The guideline was published Tuesday in Circulation, and includes goals to boost awareness, detection and treatment of the disease.

PAD is caused by accumulation of fatty plaque in blood vessels, a condition known as atherosclerosis. Over time, the plaque narrows the blood vessels and lowers blood flow to the legs and feet, which can have a negative impact on mobility.

About 10 million to 12 million adults over the age of 40 in the US have PAD, which raises their risk for heart attack, stroke, amputation and death. Among people over the age of 65, almost 50% who had limbs amputated died within a year of the surgery. Type 1 and 2 diabetes, high cholesterol, high blood pressure, chronic kidney disease, atherosclerosis and being over age 75 are all risk factors for PAD.

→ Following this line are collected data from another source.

PR #2828, opened 2022-01-20
Fix issues with updating recurring schedule

edmundito:
## Change description

This fixes some issues related to updating a recurring schedule to not updating. It would cause some validation failures because setting a recurring schedule to false will not necessarily update if the recurring frequency was also reset to 0. Now the `recurring` flag is always updated and the `recurring frequency` will be reset to 0 when updating recurring to `false` to avoid confusion.

### Development

### Impact

### Code review

### DIFF
--- a/core/src/actions/schedules.ts
+++ b/core/src/actions/schedules.ts
@@ -210,13 +210,17 @@ export class ScheduleEdit extends AuthenticatedAction {
 
   async runWithinTransaction({ params }: { params: ParamsFrom<ScheduleEdit> }) {
     const schedule = await Schedule.findById(params.id);
+
+    const recurringFrequency =
+      params.recurring && params.recurringFrequency
+        ? params.recurringFrequency
+        : 0;
+
     // these timing options are validated separately, and should be set first
-    if (params.recurringFrequency || params.recurring) {
-      await schedule.update({
-        recurringFrequency: params.recurringFrequency,
-        recurring: params.recurring,
-      });
-    }
+    await schedule.update({
+      recurring: params.recurring,
+      recurringFrequency,
+    });
 
     if (params.options) await schedule.setOptions(params.options);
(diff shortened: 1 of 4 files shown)


core/src/actions/schedules.ts
```diff
@@ -210,13 +210,17 @@ export class ScheduleEdit extends AuthenticatedAction {
...
   async runWithinTransaction({ params }: { params: ParamsFrom<ScheduleEdit> }) {
     const schedule = await Schedule.findById(params.id);
+
+    const recurringFrequency =
+      params.recurring && params.recurringFrequency
+        ? params.recurringFrequency
+        : 0;
+
     // these timing options are validated separately, and should be set first
-    if (params.recurringFrequency || params.recurring) {
```
edmundito, line 214: Here's the problem: Only updates recurring if it's truthy.

evantahler (approved):
Nice.

ui/ui-components/pages/model/[modelId]/source/[sourceId]/schedule.tsx
```diff
@@ -46,37 +46,44 @@ export default function Page(props) {
...
+    const scheduleToSave: Models.ScheduleType = {
+      ...schedule,
+      state: "ready",
+      filters: localFilters,
+      recurringFrequency: schedule.recurring
+        ? recurringFrequencyMinutes * (60 * 1000)
+        : 0,
+    };
+
+    console.log(scheduleToSave);
```
Comment (edmundito) [inline ui/ui-components/pages/model/[modelId]/source/[sourceId]/schedule.tsx]: Will remove

core/src/actions/schedules.ts
edmundito: @evantahler Another question that came to mind: If we call this action and we don't set a recurring/recurring frequency, should it update the current recurring frequency or should I really check if these values are in the params before making updates?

“Because of the complexities of PAD, to improve outcomes and reduce the risk of limb loss for these patients, a multispecialty care team approach that is focused on comprehensively addressing risk factor management, foot care and revascularization is needed to promote collaboration, avoid duplication of care and optimize patient outcomes,” Heather Gornik, MD, who led the committee writing the guideline, said in a statement. Gornik is also the co-director of the Vascular Center at the University Hospitals Harrington Heart & Vascular Institute and a professor of medicine at Case Western Reserve University School of Medicine, both in Cleveland, OH.

The guideline states that a multispecialty care team approach with expertise in risk factor management can improve outcomes. This should include medical therapies, wound and foot care, and endovascular and surgical revascularization procedures, the guideline stated.

Foot care is important for people with PAD, so the guideline calls for education, preventive foot care, more intensive wound care, and pressure off-loading to minimize amputation in patients with severe PAD.

People with PAD should receive interventions to stop smoking if they do smoke, and also receive exercise therapy, the guideline states.

Disparities exist around PAD, including those from underserved areas. In the US, Black adults have a nearly 30% lifetime risk of developing PAD compared to 19% in white adults.

“Racial and ethnic disparities in the detection, management and health outcomes of PAD have long been present in the US and are an important public health issue to be addressed,” Gornik added.